Si aggiunga che il 2022 è stato l’anno più caldo di sempre. Ma forse anche il più caro di sempre. Ormai l’innevamento artificiale di un chilometro di pista può raggiungere anche i 45.000 euro a stagione. I consumi di energia e di acqua sono notevoli perché con un metro cubo di acqua si producono circa due metri cubi di neve artificiale. Non solo: l’utilizzo dei cannoni sparaneve, come viene rimarcato a più riprese nel report, ha anche un impatto ambientale: nei luoghi a innevamento meccanico «è stato riscontrato un ritardo dell’inizio dell’attività vegetativa fino a 20-25 giorni rispetto alla media, a causa della pesantezza della neve artificiale».
Invasi... dagli invasi
Quella dell’innevamento artificiale è una pratica «non sostenibile» per Legambiente, che riferisce come l’Italia, stando alle ultime stime disponibili, sia «tra i Paesi alpini più dipendenti dalla neve artificiale con il 90% di piste innevate artificialmente, seguita da Austria (70%), Svizzera (50%), Francia (39%). La percentuale più bassa è in Germania, con il 25%. «Preoccupante», stando sempre al rapporto, il numero di bacini idrici artificiali presenti in montagna in prossimità dei comprensori sciistici italiani e utilizzati principalmente per l'innevamento artificiale: sono ben 142 quelli mappati nella Penisola per la prima volta da Legambiente attraverso l’utilizzo di immagini satellitari per una superficie totale pari a circa 1.037.377 metri quadrati.
Il Trentino Alto Adige detiene il primato con 59 invasi, seguito da Lombardia con 17 invasi e dal Piemonte con 16 bacini. In parallelo, nella Penisola nel 2023 aumentano sia gli «impianti dismessi», toccando quota 249, sia quelli «temporaneamente chiusi» (sono 138), sia quelli sottoposti ad «accanimento terapeutico», ossia quelli che sopravvivono con forti iniezioni di denaro pubblico, e che nel 2023 arrivano a quota 181.

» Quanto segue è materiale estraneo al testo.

PR #2661, opened 2025-07-21
[WIP] ENH Cache DoRA weight norm for inference

### LINKED ISSUE #2651: DoRA slow forward inference
### System Info

Please update the forward of DoRA so that during evaluation it doesn't wastefully recompute weight normalization during each forward pass when it doesn't need to. Hopefully switching between the current implementation and an implementation that precomputes the weight norm is as simple as checking `model.eval() # not model.training`.

I understand one could merge the weights but it tends to be more lossy than simple unmerged adapters. Additionally, this should speed up evals during finetuning larger models.

### Who can help?

@BenjaminBossan 

### Reproduction

https://github.com/huggingface/peft/blob/main/src/peft/tuners/lora/dora.py#L66-L101

### Expected behavior

Inference with unmerged adapters (`model.training==False`) does not compute weight norm during each forward pass.

BenjaminBossan:
Resolves #2651

This is an experimental branch that caches the weight norm from DoRA for faster inference. Since, during inference, the weights don't change, there is no need to recalculate the weight norm of a DoRA module each time.

During training, recalculation is needed, thus there is no caching when the module has `training=True`.

The cache does not prevent each and every possible duplicate calculation. For instance, the weight norm is calculated during module initialization and then again during the first forward pass when performing inference. Only starting from the second forward pass on will the weight norms be cached.

The reason why this is just a draft PR is that before finishing it, I want to ensure that the addition of cache is worth it. Caches can often be a tricky business and lead to subtle bugs. Just as an example here, we detect if users put the model into training mode when calling `model.train()` and clear the cache. However, we would not detect it if the user directly sets `module.training=True`.

Some preliminary testing with a small model, meta-llama/Llama-3.2-1B, and some dummy data didn't show huge improvements, with an average of 10 runs showing:

- with caching: 1.3555 sec
- w/o caching: 1.4071 sec

Thus, before continuing, I'd like to see some more real world measurements. If the change is considered to be worth it, tests should be added to the PR before it's ready.

### DIFF
--- a/src/peft/tuners/lora/dora.py
+++ b/src/peft/tuners/lora/dora.py
@@ -13,6 +13,8 @@
 # limitations under the License.
 
 from copy import deepcopy
+from functools import wraps
+from typing import Any, Optional
 
 import torch
 import torch.nn.functional as F
@@ -22,11 +24,50 @@ from peft.utils.integrations import dequantize_module_weight, gather_params_ctx
 from peft.utils.other import transpose
 
 
+def cache_weight_norm(func):
+    # TODO
+    cache_key = "weight_norm"
+
+    @wraps(func)
+    def wrapper(self, *args, **kwargs):
+        if self.training:
+            return func(self, *args, **kwargs)
+
+        output = self._cache_get(cache_key, None)
+        if output is not None:
+            return output
+
+        output = func(self, *args, **kwargs)
+        self._cache_store(cache_key, output)
+        return output
+
+    return wrapper
+
+
 class DoraLinearLayer(nn.Module):
     def __init__(self, fan_in_fan_out):
         super().__init__()
         self.fan_in_fan_out = fan_in_fan_out
+        self._caches: dict[str, Any] = {}  # small ad hoc cache; values are not part of the state_dict
 
+    def _cache_store(self, key: str, value: Any) -> None:
+        # cache intermediate values, e.g. weight norm of DoRA
+        self._caches[key] = value
+
+    def _cache_get(self, key: str, default: Optional[Any]) -> Optional[Any]:
+        # retrieve from ad hoc cache
+        return self._caches.get(key, default)
+
+    def _cache_clear(self) -> None:
+        self._caches.clear()
+
+    def train(self, mode: bool = True):
+        if mode:
+            self._cache_clear()
+        super().train(mode=mode)
+        return self
+
+    @cache_weight_norm
     def get_weight_norm(self, weight, lora_weight, scaling) -> torch.Tensor:
         # calculate L2 norm of weight matrix, column-wise
         weight = transpose(weight, self.fan_in_fan_out)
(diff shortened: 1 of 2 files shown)


BenjaminBossan:
@phemw The PR is ready from my side, if you want to give this a try, LMK what you find. Note that the memory overhead of caching is quite significant (41% in one test), so it's turned off by default and users need to opt-in.

```python
from peft.helpers import DoraCaching

model.eval()
with DoraCaching():
    output = model(inputs)
```

src/peft/helpers.py
```diff
@@ -249,3 +249,44 @@ def disable_input_dtype_casting(model: nn.Module, active: bool = True):
                 continue
             if name in original_values:
                 module.cast_input_dtype_enabled = original_values[name]
+
+
+class DoraCaching:
+    """Context manager to enable DoRA caching, which improves speed of DoRA inference at the expense of memory.
+
+    Even within the caching context, if the model is in training mode, caching is disabled. When the model switches to
+    training mode, the cache will be cleared.
```
githubnemo, line 261: I think this would benefit from a description of what is cached (assuming the reader knows what DoRA is doing). Something simple would suffice, e.g. "When activated, caches matrix norms of base and adapter weights as well as computed adapter weights.".

src/peft/tuners/lora/dora.py
```diff
@@ -22,18 +24,80 @@
...
+    @cache_decorator("weight-norm")
+    def get_weight_norm(self, weight, lora_weight, scaling, adapter_name: Optional[str] = None) -> torch.Tensor:
         # calculate L2 norm of weight matrix, column-wise
         weight = transpose(weight, self.fan_in_fan_out)
         weight = weight + scaling * lora_weight
         weight_norm = torch.linalg.norm(weight, dim=1).to(weight.dtype)
         return weight_norm
 
+    @cache_decorator("lora-weight")
+    def get_lora_weight(self, lora_A, lora_B, adapter_name: Optional[str] = None):
```
githubnemo: I'm not too excited about the 'magic' `adapter_name` parameter but I don't have a better way and going explicit is a lot more code and less readability, so I'm OK with this.

src/peft/tuners/lora/dora.py
```diff
@@ -132,25 +203,39 @@ def __repr__(self) -> str:
...
         return weight_norm
 
-    def forward(self, x, *, lora_A, lora_B, scaling, base_layer, base_result=None):
+    @cache_decorator("lora-weight")
+    def get_lora_weight(self, lora_A, lora_B, adapter_name: Optional[str] = None) -> torch.Tensor:
+        # Don't use `lora_weight = lora_B.weight @ lora_A.weight` because this causes errors with FSDP. Instead,
+        # calculate the same but using forward.
+        r = lora_A.weight.shape[0]
+        lora_weight = torch.mm(lora_B.weight.view([-1, r]), lora_A.weight.view([r, -1]))
+        lora_weight = lora_weight
```
githubnemo:
```suggestion
```

BenjaminBossan:
@githubnemo Comments should be addressed, please check again.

Per l’associazione ambientalistica la svolta per il futuro dovrebbe guardare a un «turismo sportivo ecosostenibile per tutte le stagioni» e alla «diversificazione delle attività»: «Attorno a queste ipotesi occorre individuare gli investimenti, ben sapendo che se non c’è un progetto complessivo con nuove basi culturali, i soldi da soli non sono sufficienti».